Investors will get a pulse on the health of the U.S. consumer Friday when the Census Bureau releases the retail sales data for November.
November’s data is crucial because it captures a substantial part of the holiday shopping season. Though retail sales are expected to have been solid during the month, some economists explained that there could be some pressure resulting from the later-than-normal Thanksgiving holiday. “We expect a modest 0.1% m-o-m increase in core (‘control’) retail sales in November,” Nomura wrote in a note Friday. “While consumer fundamentals remain solid, we expect transitory downward pressure due to a later-than-usual start to the holiday shopping season. A later Thanksgiving holiday this year resulted in Black Friday taking place six days later than in 2018.”
Nevertheless, the firm explained that any softness in November’s retail sales data means a sharp rebound in December.

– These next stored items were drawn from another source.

PR #3030, opened 2020-08-30
Add type="module" into script html tag for CustomJavaScriptPath 

Rynaret:
Adds the possibility to use more advanced additional custom javascript files.


RicoSuter:
Thx, i hope this is not a breaking change?

Rynaret:
Actually, it can give some disadvantages:
1. A module is a file. To make import/export work, browsers need <script type="module">. Modules have several differences:
    - Deferred by default.
    - Async works on inline scripts.
    - To load external scripts from another origin (domain/protocol/port), CORS headers are needed.
    - Duplicate external scripts are ignored.
2. Modules have their own, local top-level scope and interchange functionality via import/export.
3. Modules always use strict.
4. Module code is executed only once. Exports are created once and shared between importers.
(from here https://javascript.info/modules-intro#summary)

Add a new merge request that gives more options https://github.com/RicoSuter/NSwag/pull/3053.

PR #3043, opened 2020-09-09
Use file parameter when multiple mime types are allowed (CSharp)

RicoSuter:


jakubbloksa:
Hi, is there a way to still use Stream instead of FileParameter even if there are multiple mime types?

PR #3061, opened 2020-09-16
Fixed complex parameter generation for custom json content types.

dhowardimpinj:
This PR restores support for mime-type parameters for json-based content types. I takes the suggestion from the previous PR #2633 and uses [Regex.IsMatch](https://docs.microsoft.com/en-us/dotnet/csharp/how-to/search-strings#finding-specific-text-using-regular-expressions). Additionally, OpenApiResponse.cs is updated to have consistency as was mentioned in the previous PR as well.


RicoSuter:
Looks good to me, Thx

Issue #2392, opened 2019-09-06
TypeScript baseUrl behaviour - coalescence FTW!


johnnyreilly:
Hello!

First of all, thanks for all your fine work on NSwag. Just lately my team has made the journey from handrolling clients to generating TypeScript and C# clients for our platform using your marvellous tooling.

We bumped on one issue related to how the baseUrl for TypeScript clients is set. It's slightly related to this issue:

https://github.com/RicoSuter/NSwag/issues/1198

But subtly different. It goes like this: when we're developing our application locally we're serving up the front end of our app at http://localhost:8080 - webpack dev server. However, our API is being served up by ASP.NET Core at http://localhost:5000

The generated clients contain this line in the generated client code:

```
    this.baseUrl = baseUrl ? baseUrl : "http://localhost:5000";
```

This code is problematic for one of our use cases. We have 2 potential `baseUrl`s that we `new` up clients with. 

1. When developing locally we pass `"http://localhost:5000"`. 

2. When deployed our complete app, API, HTML, CSS and JavaScript generated from TypeScript all get served from the same location. So in that case we pass an empty string: `""`.

The first use case is fine. The second is problematic because of the behaviour of `this.baseUrl = baseUrl ? baseUrl : "http://localhost:5000";`. Namely that this is a falsey check. If `baseUrl` is `null` or `undefined` then we fall back to use `"http://localhost:5000"`. That's desired behaviour. However, we also do the same for other falsey values *including* empty strings.

You can probably see where I'm going with this :smile:

Would you be open to a PR that changed the constructor generated code in this case to something like this:

```
    this.baseUrl = baseUrl !== undefined && baseUrl !== null ? baseUrl : "http://localhost:5000";
```

This is code that I believe covers the intent of the current generated code but does it in a more specific way.

If you're open to this I'd be happy to try pick this up.

pglx:
any updates?? I have the same issue!

johnnyreilly:
No response as yet - I'm still happy to raise a PR, but I don't want to do that if it's not desired

PR #3065, opened 2020-09-19
TypeScript generate clients: this.baseUrl to cater for empty strings

johnnyreilly:
Hello!

First of all, thanks for all your fine work on NSwag. My team has happily made the journey from handrolling clients to generating TypeScript and C# clients for our platform using your marvellous tooling.

We bumped on one issue related which I raised in #2392.

The generated clients contain this line in the generated client code:

```
this.baseUrl = baseUrl ? baseUrl : "http://fallbackUrl";
```

This code is problematic in the case where empty strings are supplied; this relates to JavaScript's `false`-y behaviour (where empty strings are treated as `false`). Consider the following 2 cases: 

1. When developing locally we pass a `baseUrl` of `"http://localhost:5000"`. - **this is fine**

```ts
// Development mode - the supplied baseUrl is "http://localhost:5000"  
this.baseUrl = baseUrl ? baseUrl : "http://fallbackUrl"; //"http://localhost:5000" - yay!
```

2. When deployed, our complete app: API, HTML, CSS and JavaScript generated from TypeScript all get served from the same location. So in that case we pass a `baseUrl` of an empty string: `""`. - **this has a problem**

```ts
// Production mode - the supplied baseUrl is ""  
this.baseUrl = baseUrl ? baseUrl : "http://fallbackUrl"; //"http://fallbackUrl" - oh no! we wanted to use the empty string; that was the behaviour we needed!
```

The first use case is fine. The second is problematic because of the *false-y* check. If `baseUrl` is `null` or `undefined` then we fall back to use `"http://fallbackUrl"`. That's desired behaviour. However, we also do the same for other falsey values *including* empty strings. That's troublesome!

You can probably see where I'm going with this :smile:

This PR changes the constructor in generated TypeScript clients to this:

```
this.baseUrl = baseUrl !== undefined && baseUrl !== null ? baseUrl : "http://fallbackUrl";
```

This does the same as the previous code but crucially treats empty strings as legitimate values. This is a good thing :tm: 

The behaviour is similar to the nullish coalescing operator which is now part of JS / TS: https://github.com/microsoft/TypeScript/issues/26578 / https://github.com/tc39/proposal-nullish-coalescing

Having this merged would remove our current workaround of doing some `string.Replace` on our generated TypeScript client code to get to this place.

What do you think?

Thanks for all your work by the way - we really love it!

cc @pglx

### DIFF
--- a/src/NSwag.CodeGeneration.TypeScript/Templates/AngularClient.liquid
+++ b/src/NSwag.CodeGeneration.TypeScript/Templates/AngularClient.liquid
@@ -26,9 +26,9 @@
 {%     endif -%}
         this.http = http;
 {%     if UseGetBaseUrlMethod -%}
-        this.baseUrl = baseUrl ? baseUrl : this.getBaseUrl("{{ BaseUrl }}");
+        this.baseUrl !== undefined && baseUrl !== null ? baseUrl : this.getBaseUrl("{{ BaseUrl }}");
 {%     else -%}
-        this.baseUrl = baseUrl ? baseUrl : "{{ BaseUrl }}";
+        this.baseUrl !== undefined && baseUrl !== null ? baseUrl : "{{ BaseUrl }}";
 {%     endif -%}
     }
 {% endif -%}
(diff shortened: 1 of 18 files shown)


RicoSuter:
Makes sense, I hope we dont break someone with this...
Thanks for the PR.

Meanwhile, Societe Generale noted, “Demand from households has slowed modestly toward the end of 2019. Recent retail sales are up modestly but after adjusting for inflation, real retail sales are much flatter. Increasingly, the U.S. economy is reliant on the consumer. We should be concerned by the flattening of sales. Confidence and job trends remain favorable but neither offer much upside for consumer spending. Confidence and job gains may be peaking and at best suggest no downside. That could change if businesses begin scaling back on hiring plans.”
Economists polled by Bloomberg expect core retail sales rose 0.4% in November, up from 0.1% in October.